Klage und Berufung sind ohne Erfolg geblieben (Urteil des Sozialgerichts ≪SG≫ Münster vom 17. Juni 1993; Urteil des Landessozialgerichts ≪LSG≫ Nordrhein-Westfalen vom 27. Juli 1994). Zur Begründung hat das Berufungsgericht im wesentlichen ausgeführt, der Kläger habe keinen Anspruch auf Erteilung einer Ermächtigung zur ambulanten Behandlung psychiatrischer Patienten für eine Außenstelle in R. Dieser ergebe sich zunächst nicht aus § 118 Abs 1 Satz 1 Fünftes Buch Sozialgesetzbuch (SGB V), weil es sich bei der Außenstelle nicht um ein "psychiatrisches Krankenhaus" iS der genannten Vorschrift handele. Die dem Kläger für die Klinik L. erteilte Ermächtigung erfasse die Außenstelle in R. nicht. Die Ermächtigung setze eine ambulante Behandlung im Krankenhaus und damit eine enge Verzahnung von ambulanter und stationärer Behandlung voraus. Wenn, wie bei der Außenstelle R., ein räumlicher Zusammenhang zwischen psychiatrischem Krankenhaus und der Behandlungseinrichtung nicht bestehe, fehle es auch an der erforderlichen Verzahnung. Ein Ermächtigungsanspruch sei aus § 118 Abs 1 Satz 2 SGB V ebenfalls nicht herzuleiten. Schließlich scheide eine Ermächtigung gemäß § 31 Abs 1a der Zulassungsverordnung für Vertragsärzte (Ärzte-ZV) aus, weil die ambulante psychiatrische Versorgung der Versicherten in R. durch die dort niedergelassenen Ärzte für Neurologie und Psychiatrie sichergestellt sei.
Mit der vom LSG zugelassenen Revision macht der Kläger geltend, die Ermächtigung für die Klinik L. erstrecke sich auch auf die Außenstelle in R., weil es sich bei ihr um eine Ambulanz der Klinik handele. Aus § 118 Abs 1 SGB V folge die Verpflichtung, die gemeindenahe psychiatrische Versorgung bestimmter Patientengruppen sicherzustellen. Die Psychiatrische Klinik L. könne wegen der großen Entfernungen und der ungünstigen Verkehrsverbindungen jedoch nur einen Teil der Patienten ambulant versorgen. Das Angebot der Außenstelle in R. richte sich daher in erster Linie an die Patienten, die bereits in der Klinik L. stationär behandelt worden seien. Insoweit bestehe die geforderte enge Verzahnung zwischen ambulanter und stationärer Behandlung. Eine übermäßige Ausdehnung der Ambulanz sei nicht zu erwarten, weil § 118 Abs 2 SGB V den Personenkreis bezeichne, für den die psychiatrische Versorgung in Institutsambulanzen angezeigt sei.
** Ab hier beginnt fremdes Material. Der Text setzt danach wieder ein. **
PR #1179, opened 2024-02-11
vm: use contiguous register storage

zerbina:
## Summary

This is an internal-only change. The VM implementation now uses a
register sequence per *thread* rather than per *stack frame*, reducing
the overhead of entering and exiting a procedure for code running in
the VM.

### VM interface

* allocating the initial stack frame and registers is part of 
`initVmThread`  now
* `compilerbridge` is adjusted accordingly; `execute` now takes a
  `VmThread`, instead of a `TStackFrame`, as input so that the
  callsites can still initialize the parameter registers

### VM architecture

* `VmThread` stores the `seq[TFullReg]` with all registers
* instead of their own `seq[TFullReg]`, each stack frame
  (`TStackFrame`) remembers the index where its register slice begins
* the register sequence is a stack: invoking a procedure grows it,
  while leaving a procedure shrinks it again
* the `.cursor`-based mechanism for keeping a low-overhead reference to
  the current frame's register slice is replaced with `Registers`,
  which is a length + `ptr UncheckedArray` pair (an unsafe first-class
  `openArray`, effectively)
* instead of by an `IndexDefect` being raised, out-of-bounds register
  access is reported via the `VmEvent` facility. This means that out-
  of-bounds register access resulting from ill-formed bytecode no
  longer crashes the VM

Using a single sequence per thread means that there's no more `seq`
allocation/destruction overhead per procedure call, which also means
less pressure on the host's allocator.

### Misc

* a leftover `debugEcho` from some earlier change in `packed_env` is
  removed

### DIFF
--- a/compiler/vm/vm.nim
+++ b/compiler/vm/vm.nim
@@ -2912,12 +2912,16 @@ proc rawExecute(c: var TCtx, t: var VmThread, pc: var int): YieldReason =
 
 proc `=copy`*(x: var VmThread, y: VmThread) {.error.}
 
-proc initVmThread*(c: var TCtx, pc: int, frame: sink TStackFrame): VmThread =
-  ## Sets up a ``VmThread`` instance that will start execution at `pc`.
-  ## `frame` provides the initial stack frame.
+proc initVmThread*(c: var TCtx, pc: PrgCtr, numRegisters: int,
+                   sym: PSym): VmThread =
+  ## Sets up a `VmThread <#VmThread>`_ instance that will start execution at
+  ## `pc` and that has `numRegisters` as the initial amount of registers.
+  ## `sym` is the symbol to associate the initial stack-frame with. It may be
+  ## nil.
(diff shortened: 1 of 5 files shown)


compiler/vm/vm.nim
```diff
@@ -192,6 +200,33 @@ proc createStackTrace*(
 
   assert result.stacktrace.len() <= recursionLimit # post condition check
 
+func initFrom(regs: seq[TFullReg], start: int): Registers =
+  ## Creates a register list view covering `at..regs.high`.
```
```suggestion
  ## Creates a register list view covering `start..regs.high`.
```

I believe this is what was meant.

saem (approved):
Small suggestion for what I believe was a parameter rename in docs.

This is a really nice improvement.

compiler/vm/vm.nim
zerbina: Yep, it is, thanks.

Jedenfalls ergebe sich ein Anspruch auf Ermächtigung aus § 31 Abs 1a Ärzte-ZV. Zu Unrecht habe das LSG für den speziellen Personenkreis des § 118 Abs 2 SGB V das Vorliegen eines Bedarfs verneint.
Der Kläger beantragt,
1.
das Urteil des Landessozialgerichts Nordrhein-Westfalen vom 27. Juli 1994, das Urteil des Sozialgerichts Münster vom 17. Juni 1993 sowie den Beschluß des Beklagten vom 8. November 1990 aufzuheben,
2.
festzustellen, daß sich die der Westfälischen Klinik für Psychiatrie und Neurologie L. erteilte Ermächtigung auch auf die Außenstelle R. bezieht,
3.
hilfsweise,
den Beklagten zu verurteilen, dem Kläger die Ermächtigung für die ambulante psychiatrische und psychotherapeutische Behandlung der Versicherten für die Außenstelle R. der Westfälischen Klinik für Psychiatrie und Neurologie in L. zu erteilen,
4.
hilfsweise,
den Beklagten zu verurteilen, den Kläger unter Beachtung der Rechtsauffassung des Gerichts neu zu bescheiden.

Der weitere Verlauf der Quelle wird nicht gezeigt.